TASK TO COMPLETE:
Where the line containing "PR #2839, opened 2020-08-13" appears, end your copy; everything from the first line of the records below up to and including it must be reproduced exactly.
####
PR #2835, opened 2020-08-12
Transform namespace inside of APIService

james-callahan:
As outlined in https://kubernetes-sigs.github.io/kustomize/faq/#some-field-is-not-transformed-by-kustomize


monopole:
Thanks!

/ok-to-test
/lgtm

PR #2839, opened 2020-08-13
Add test for adding setter with path inside a sequence

mortent:
Adding a test that documents the behavior of creating a setter targeting a field inside a sequence using the `--field` flag.


monopole:
Yay for tests!

/lgtm

PR #2854, opened 2020-08-17
Inline repeated types.

monopole:
Moving to consolidate use of these definitions instead of those in kustomize/api/types
(e.g. https://github.com/kubernetes-sigs/kustomize/blob/master/api/types/typemeta.go)

Goal is to have just one set of these definitions, in kyaml, used by everyone (kpt, kustomize, function authors etc)


monopole:
@mortent this should not break kpt, but it might force some adjustments to inline declarations in unit tests.

PR #2857, opened 2020-08-19
Make the slice for non-namespaceable-kinds public

haiyanmeng:
I am writing a kpt function which sets the namespace for all the non-cluster-scoped objects. This change makes it possible to reuse the list defined in kustomize.

### DIFF
--- a/api/resid/gvk.go
+++ b/api/resid/gvk.go
@@ -164,7 +164,7 @@ func (x Gvk) IsSelected(selector *Gvk) bool {
 	return true
 }
 
-var notNamespaceableKinds = []string{
+var NotNamespaceableKinds = []string{
 	"APIService",
 	"CSIDriver",
 	"CSINode",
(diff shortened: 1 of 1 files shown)


api/resid/gvk.go
```diff
@@ -193,7 +193,7 @@ var notNamespaceableKinds = []string{
 // IsNamespaceableKind returns true if x is a namespaceable Gvk
 // Implements https://kubernetes.io/docs/concepts/overview/working-with-objects/namespaces/#not-all-objects-are-in-a-namespace
 func (x Gvk) IsNamespaceableKind() bool {
```
prachirp, line 195: What if we make a new utility function not on Gvk structure and this function just calls that one?
```
func (x Gvk) IsNamespaceableKind() bool {
     return util.IsNamespaceableKind(x.Kind)
}
```
Optionally also move NotNamespaceableKinds into utility package.

monopole:
In general we're moving code from kustomize/api into kyaml, so how about this #2859

haiyanmeng:
> In general we're moving code from kustomize/api into kyaml, so how about this #2859

Make sense to me. Thanks!

api/resid/gvk.go
haiyanmeng: Let us wait until https://github.com/kubernetes-sigs/kustomize/pull/2859 is merged. Then I will fix this PR.

haiyanmeng:
https://github.com/kubernetes-sigs/kustomize/pull/2859 covered this. Close this PR.

Issue #2774, opened 2020-07-24
Pre-submit should fail on PRs that span modules.


monopole:
A PR with one or more commits that spans multiple Go modules in this repo makes it harder to understand the actual changes being delivered in a module release (see #2773).

[Makefile]: https://github.com/kubernetes-sigs/kustomize/blob/master/Makefile

Currently the presubmit does the equivalent of 
```
make prow-presubmit-check 
```
(see comment above that target in the [Makefile]).

Lets add check there that fails a PR which contains commits which span modules.

An admin can merge a PR regardless, so this doesn't block emergency fixes.

Also, arrange things so that if a PR author adds
```
MODULE_SPAN_OK
```
to the PR description, it disables the check, so that other tests still run.

monopole:
FYI  @etefera

monopole:
@runewake2 looking into this.

monopole:
fixed by #3003

monopole:
Actually not yet, this script should be
called from `make prow-presubmit-check`

monopole:
I need a chrome extension that widely separates the "close" and "comment" buttons.

mortent:
I'm only catching up on this now, but I don't think there is any issues if a PR spans multiple modules as long as each commit in the PR is constrained to a single module. When we create release notes, we look at commit messages, not PR descriptions. This should also remove the need for any special directives to disable the check.

monopole:
@mortent agreed, though it might make the tool more complicated if it has to examine all the commits.

How about we do that, but also (first) add the following escape hatch:

>  if the PR description has MULTI_MODULE_OK anywhere in the text, suppress the check (it passes).

monopole:
more context: the tool #2773 that gathers the release notes is still obligated to examine commits, and exclude commits that don't touch the module.  

Commits that span modules will still appear in multiple release notes.

So this particular change is just an attempt to reduce the count of such commits.

monopole:
@runewake2 we'll still want to be able to run `make prow_presubmit-check` locally, so if the prow-specifc env vars aren't present, the check should succeed rather than block the other tests.

runewake2:
Is it valuable to have release notes based on commits instead of pull requests? Merged pull requests should be some feature milestone where that isn't necessarily the case with commits.

monopole:
there area many ways to think about this, but for now we just want the release notes to contain, at the least, the correct set commit messages

PR #2859, opened 2020-08-19
Add TypeMeta.IsNamespaceable

monopole:
See also #2860, which I'll do if we agree to merge this.

We're trying to avoid merging PR's that cross modules #2774, so could not do it in one shot.


prachirp:
@monopole Do we need to remove the other hardcoded list and namespaceable function from https://github.com/kubernetes-sigs/kustomize/blob/master/api/resid/gvk.go ?

PR #2864, opened 2020-08-19
add option to continue pipeline when the input is empty

Shell32-Natsu:
https://github.com/GoogleContainerTools/kpt/issues/837

### DIFF
--- a/kyaml/kio/kio.go
+++ b/kyaml/kio/kio.go
@@ -108,8 +108,8 @@ func (p Pipeline) ExecuteWithCallback(callback PipelineExecuteCallbackFunc) erro
 			callback(op)
 		}
 		result, err = op.Filter(result)
-		// TODO: This len(result) == 0 should be removed and empty result list should be
-		// handled by outputs. However currently the some writer like LocalPackageReadWriter
+		// TODO (issue 2872): This len(result) == 0 should be removed and empty result list should be
+		// handled by outputs. However currently some writer like LocalPackageReadWriter
 		// will clear the output directory and which will cause unpredictable results
 		if len(result) == 0 || err != nil {
 			return errors.Wrap(err)
--- a/kyaml/kio/kio.go
+++ b/kyaml/kio/kio.go
@@ -75,6 +75,11 @@ type Pipeline struct {
 
 	// Outputs are where the transformed Resource Configuration is written.
 	Outputs []Writer `yaml:"outputs,omitempty"`
+
+	// ContinueIfInputEmpty indicates should pipeline continue when the
+	// the input result is empty. This is useful when we want to run outputs
+	// even the input is empty.
+	ContinueIfInputEmpty bool
 }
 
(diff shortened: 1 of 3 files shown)


kyaml/kio/kio.go
```diff
@@ -75,6 +75,11 @@ type Pipeline struct {
 
 	// Outputs are where the transformed Resource Configuration is written.
 	Outputs []Writer `yaml:"outputs,omitempty"`
+
+	// ContinueIfInputEmpty indicates should pipeline continue when the
+	// the input result is empty. This is useful when we want to run outputs
+	// even the input is empty.
+	ContinueIfInputEmpty bool
```
prachirp, line 82: If we decide to keep this variable, I prefer the names "ContinueOnEmptyInput" or simply "ContinueOnEmpty".

kyaml/kio/kio.go
```diff
@@ -99,7 +104,7 @@ func (p Pipeline) ExecuteWithCallback(callback PipelineExecuteCallbackFunc) erro
 		}
 		result = append(result, nodes...)
 	}
-	if len(result) == 0 {
+	if len(result) == 0 && !p.ContinueIfInputEmpty {
```
prachirp, line 107: I prefer to remove this if statement altogether.

Shell32-Natsu: Although no test fails if we delete this `if`, however I am worrying about this will affects some user's behavior because pipeline is so primary in kyaml. @monopole What do you think?

kyaml/kio/kio.go
monopole: Don't we prefer to avoid having to to think about this?
E.g.
```
~ $ cat /dev/null | sed 's/foo/bar/' | more; echo $?
0
~ $ 
```
works fine.  We don't have to do anything special with empty input. 
Yes, the sed process still starts, but it exits quickly.

kyaml/kio/kio.go
monopole: Agree with @prachirp , and I share your worry.

In favor of dropping the if.  All functions should be able to deal with empty lists.

Keep the test.  Maybe add another with some Filters but no Inputs (or Inputs that do nothing), to provide regression.

kyaml/kio/kio.go
```diff
@@ -112,6 +108,9 @@ func (p Pipeline) ExecuteWithCallback(callback PipelineExecuteCallbackFunc) erro
 			callback(op)
 		}
 		result, err = op.Filter(result)
+		// TODO: This len(result) == 0 should be removed and empty result list should be
+		// handled by outputs. However currently the some writer like LocalPackageReadWriter
+		// will clear the output directory and which will cause unpredictable results
 		if len(result) == 0 || err != nil {
```
Shell32-Natsu, line 114: @monopole @prachirp This if cannot be removed now.

monopole: Please file an issue for this, and in the TODO note the issue number.

PR #2886, opened 2020-08-24
Add types and proposal for k8s to kyaml migration.

monopole:
In service of #1500 and #2506 
Purpose of PR is defined in the header comment to api/krusty/internal/provider/depprovider.go

tl/dr: introduce a flag `--enable_kyaml`, which when true, switches all remaining code paths
from `k8s.io/api*` packages to `kyaml` packages.  The methods on the kyaml side that still
need implementations are marked with TODO.  I think this is an upper-bound on the work.
I'll look into dropping some features to reduce the size of the API surface that needs 
implementation (especially the `vars` feature and the `ReplacementTransformer`).

### DIFF
--- a/api/krusty/internal/provider/depprovider.go
+++ b/api/krusty/internal/provider/depprovider.go
@@ -1,0 +1,183 @@
+// Copyright 2020 The Kubernetes Authors.
+// SPDX-License-Identifier: Apache-2.0
+
+package provider
+
+import (
+	"sigs.k8s.io/kustomize/api/ifc"
+	"sigs.k8s.io/kustomize/api/internal/k8sdeps/merge"
+	kmerge "sigs.k8s.io/kustomize/api/internal/merge"
+	"sigs.k8s.io/kustomize/api/internal/validate"
+	"sigs.k8s.io/kustomize/api/internal/wrappy"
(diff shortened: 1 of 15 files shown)


api/krusty/internal/provider/depprovider.go
```diff
@@ -0,0 +1,183 @@
...
+	kmerge "sigs.k8s.io/kustomize/api/internal/merge"
+	"sigs.k8s.io/kustomize/api/internal/validate"
+	"sigs.k8s.io/kustomize/api/internal/wrappy"
+	"sigs.k8s.io/kustomize/api/k8sdeps/kunstruct"
+	"sigs.k8s.io/kustomize/api/k8sdeps/validator"
+	"sigs.k8s.io/kustomize/api/resmap"
+	"sigs.k8s.io/kustomize/api/resource"
+)
+
+// DepProvider is a dependency provider.
```
pwittrock, line 18: Love the docs here :)

pwittrock:
So close!  This is going to be great when kubectl and use the latest kustomize.

monopole:
Thanks Phil.

I'm pining for a code base built on a decent dependency injection framework.  :)

PR #2887, opened 2020-08-24
refactor network name in kyaml container

Shell32-Natsu:


kyaml/fn/runtime/container/container.go
```diff
@@ -198,3 +193,19 @@ func (c *Filter) getCommand() (string, []string) {
 	a := append(args, c.Image)
 	return "docker", a
 }
+
+// NewContainer returns a new container instance
```
monopole, line 197: It returns a filter

kyaml/fn/runtime/runtimeutil/functiontypes.go
```diff
@@ -33,6 +33,26 @@ const (
 	UserNobody ContainerUser = "nobody"
 )
 
+// ContainerNetworkName is a type for network name used in container
+type ContainerNetworkName string
```
monopole, line 37: It's sufficient to just define the type, to document how it flows through the code and have type checks keep it distinct from bare string usage.  It's premature to add String(), IsEmpty(), Set() etc.  The type still behaves like a string for the most part.

PR #2888, opened 2020-08-24
explicitly specify envs to be exported in function

Shell32-Natsu:
part of https://github.com/GoogleContainerTools/kpt/issues/951

This PR only contains the changes in kyaml

### DIFF
--- a/kyaml/fn/runtime/container/container_test.go
+++ b/kyaml/fn/runtime/container/container_test.go
@@ -135,13 +135,11 @@ metadata:
 				t.FailNow()
 			}
 			tt.instance.Exec.FunctionConfig = cfg
-
-			tt.instance.Envs.AddKeyValue("KYAML_TEST", "FOO")
-			tt.expectedArgs = append(tt.expectedArgs, tt.instance.Envs.GetDockerFlags()...)
-
-			tt.expectedArgs = append(tt.expectedArgs, tt.instance.Image)
-
+			tt.instance.Env.AddKeyValue("KYAML_TEST", "FOO")
 			tt.instance.setupExec()
+
+			tt.expectedArgs = append(tt.expectedArgs, tt.instance.Env.GetDockerFlags()...)
+			tt.expectedArgs = append(tt.expectedArgs, tt.instance.Image)
 
 			if !assert.Equal(t, "docker", tt.instance.Exec.Path) {
 				t.FailNow()
--- a/kyaml/fn/runtime/container/container_test.go
+++ b/kyaml/fn/runtime/container/container_test.go
@@ -7,7 +7,6 @@ import (
 	"bytes"
 	"fmt"
 	"os"
-	"strings"
 	"testing"
 
 	"github.com/stretchr/testify/assert"
@@ -137,19 +136,12 @@ metadata:
 			}
 			tt.instance.Exec.FunctionConfig = cfg
 
-			os.Setenv("KYAML_TEST", "FOO")
-			tt.instance.setupExec()
+			tt.instance.Envs.AddKeyValue("KYAML_TEST", "FOO")
+			tt.expectedArgs = append(tt.expectedArgs, tt.instance.Envs.GetDockerFlags()...)
 
-			// configure expected env
-			for _, e := range os.Environ() {
-				// the process env
-				parts := strings.Split(e, "=")
-				if parts[0] == "" || parts[1] == "" || parts[0] == tmpDirEnvKey {
-					continue
-				}
-				tt.expectedArgs = append(tt.expectedArgs, "-e", parts[0])
-			}
 			tt.expectedArgs = append(tt.expectedArgs, tt.instance.Image)
+
+			tt.instance.setupExec()
 
 			if !assert.Equal(t, "docker", tt.instance.Exec.Path) {
 				t.FailNow()
--- a/kyaml/fn/runtime/container/container_test.go
+++ b/kyaml/fn/runtime/container/container_test.go
@@ -6,7 +6,6 @@ package container
 import (
 	"bytes"
 	"fmt"
-	"os"
 	"testing"
 
 	"github.com/stretchr/testify/assert"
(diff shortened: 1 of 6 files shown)


kyaml/fn/runtime/container/container_test.go
```diff
@@ -137,20 +136,13 @@ metadata:
 			}
 			tt.instance.Exec.FunctionConfig = cfg
 
-			os.Setenv("KYAML_TEST", "FOO")
-			tt.instance.setupExec()
+			tt.instance.Envs.AddKeyValue("KYAML_TEST", "FOO")
+			tt.expectedArgs = append(tt.expectedArgs, tt.instance.Envs.GetDockerFlags()...)
```
monopole, line 140: formatting

kyaml/fn/runtime/runtimeutil/functiontypes.go
```diff
@@ -33,6 +34,78 @@ const (
 	UserNobody ContainerUser = "nobody"
 )
 
+const defaultEnvValue string = "true"
+
+// ContainerEnvs contains the environment variables for the container
```
monopole, line 39: It's _one_ environment, with multiple environment variables, flags, etc. defined inside.
suggest:
```
// ContainerEnv defines the environment present in a container.
```

kyaml/fn/runtime/runtimeutil/functiontypes.go
```diff
@@ -33,6 +34,78 @@ const (
...
+type ContainerEnvs struct {
+	// EnvsMap is a key-value map that will be set as env in container
+	EnvsMap map[string]string `json:"envsMap,omitempty" yaml:"envsMap,omitempty"`
```
monopole, line 42: EnvVars

(don't include the type in the var name, e.g. "NameString", "AgeInt")

kyaml/fn/runtime/runtimeutil/functiontypes.go
```diff
@@ -33,6 +34,78 @@ const (
...
+// GetDockerFlags returns docker run style env flags
+func (ce *ContainerEnvs) GetDockerFlags() []string {
+	envs := ce.EnvsMap
+	if envs == nil {
+		envs = make(map[string]string)
+	}
+
+	// default envs
+	envs["LOG_TO_STDERR"] = defaultEnvValue
+	envs["STRUCTURED_RESULTS"] = defaultEnvValue
```
monopole, line 57: Line 50 is a map ptr copy, not a map copy, so these lines mutate the instance.  

A method named `GetWhatever` should not be a mutator.

To set up defaults, define a factory function like

 func MakeContainerEnv() *ContainerEnv {
   // install defaults.
}

kyaml/fn/runtime/runtimeutil/functiontypes.go
```diff
@@ -33,6 +34,78 @@ const (
...
 )
 
+const defaultEnvValue string = "true"
+
+// ContainerEnvs contains the environment variables for the container
+type ContainerEnvs struct {
+	// EnvsMap is a key-value map that will be set as env in container
+	EnvsMap map[string]string `json:"envsMap,omitempty" yaml:"envsMap,omitempty"`
+
+	// ExportKeys are only env key. Value will be the value in the host system
```
monopole, line 44: Are these a subset of the keys in EnvVars?

Shell32-Natsu: No, EnvsVar contains key-value map. ExportedKeys contains the env key that user wants to expose to container from host system. No value specified.

kyaml/fn/runtime/runtimeutil/functiontypes.go
Shell32-Natsu: There is a factory function in line 103. Will add the default values there.

Shell32-Natsu: I am still not very sure about which is better in a factory method, return a pointer or a value?

kyaml/fn/runtime/runtimeutil/functiontypes.go
monopole: What i mean here - i don't think the struct's name should have an s on the end.

kyaml/fn/runtime/runtimeutil/functiontypes.go
monopole: So maybe call this `VarsToExport`.

kyaml/fn/runtime/runtimeutil/functiontypes.go
monopole: I don't think we've been strict here.

I want to say return values for "small", immutable structs (like this one seems to be) and pointers for mutable structs or for structs so big that coping would be a problem.  

But on the whole, kustomize typically passes around pointers.

kyaml/fn/runtime/runtimeutil/functiontypes.go
```diff
@@ -75,6 +161,12 @@ type ContainerSpec struct {
 
 	// User is the username/uid that application runs as in continer
 	User ContainerUser `json:"user,omitempty" yaml:"user,omitempty"`
+
+	// EnvRaw is a slice of env string.
+	EnvRaw []string `json:"envs,omitempty" yaml:"envs,omitempty"`
```
monopole, line 166: Provide a better comment.  Is this to provide a means to serialize the contents of ContainerEnv?

Shell32-Natsu: Yes, it's used to serialize/deserialize envs from function configs.

monopole: We shouldn't have two representations of the same data.

Drop this slice, and add field tags to ContainerEnv instead.

Examples: https://github.com/kubernetes-sigs/kustomize/blob/master/kyaml/yaml/types.go#L166

Shell32-Natsu: But the envs should be a slice of string in the function config yaml. Can I serialize the ContainerEnv struct into a slice of string by tag?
####
EXERCISE SOLUTION:
PR #2835, opened 2020-08-12
Transform namespace inside of APIService

james-callahan:
As outlined in https://kubernetes-sigs.github.io/kustomize/faq/#some-field-is-not-transformed-by-kustomize


monopole:
Thanks!

/ok-to-test
/lgtm

PR #2839, opened 2020-08-13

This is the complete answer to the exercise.